Stored data entries:
━━━━━━

PR #149, opened 2018-07-24
:fire: Use the directory of an existing mets.xml file as the working dir

kba:
…if none other was specified.

This will use the "original" mets file for output files/file groups and write files to the directory of the original files.

Less clean but more intuitive.

Needs testing to make sure we're not clobbering files.

### DIFF
--- a/ocrd/resolver.py
+++ b/ocrd/resolver.py
@@ -159,10 +159,10 @@ class Resolver(object):
         if url.startswith('file://'):
             self._copy_or_symlink(url[len('file://'):], outfilename, prefer_symlink)
         else:
+            response = requests.get(url)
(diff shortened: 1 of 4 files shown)


kba:
> So we have to copy mets.xml in beforehand, right?

That was the old behavior. The new behavior is that no temporary directory is created when creating a workspace from a URL if that URL is a `file://` URL. Instead, we reuse the existing METS XML file.

> That's fine for me. But all other files must not be changed! (e.g. page.xml)

That behavior is not changed, this should only affect directory creation and copying/downloading of the METS file. If you find any flaws in the logic do not hesitate to report, I fear this is getting a bit convoluted.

━━━━━━

— Exercise details —
The records above need copying. Do it exactly.

— Solution below —
PR #149, opened 2018-07-24
:fire: Use the directory of an existing mets.xml file as the working dir

kba:
…if none other was specified.

This will use the "original" mets file for output files/file groups and write files to the directory of the original files.

Less clean but more intuitive.

Needs testing to make sure we're not clobbering files.

### DIFF
--- a/ocrd/resolver.py
+++ b/ocrd/resolver.py
@@ -159,10 +159,10 @@ class Resolver(object):
         if url.startswith('file://'):
             self._copy_or_symlink(url[len('file://'):], outfilename, prefer_symlink)
         else:
+            response = requests.get(url)
(diff shortened: 1 of 4 files shown)


kba:
> So we have to copy mets.xml in beforehand, right?

That was the old behavior. The new behavior is that no temporary directory is created when creating a workspace from a URL if that URL is a `file://` URL. Instead, we reuse the existing METS XML file.

> That's fine for me. But all other files must not be changed! (e.g. page.xml)

That behavior is not changed, this should only affect directory creation and copying/downloading of the METS file. If you find any flaws in the logic do not hesitate to report, I fear this is getting a bit convoluted.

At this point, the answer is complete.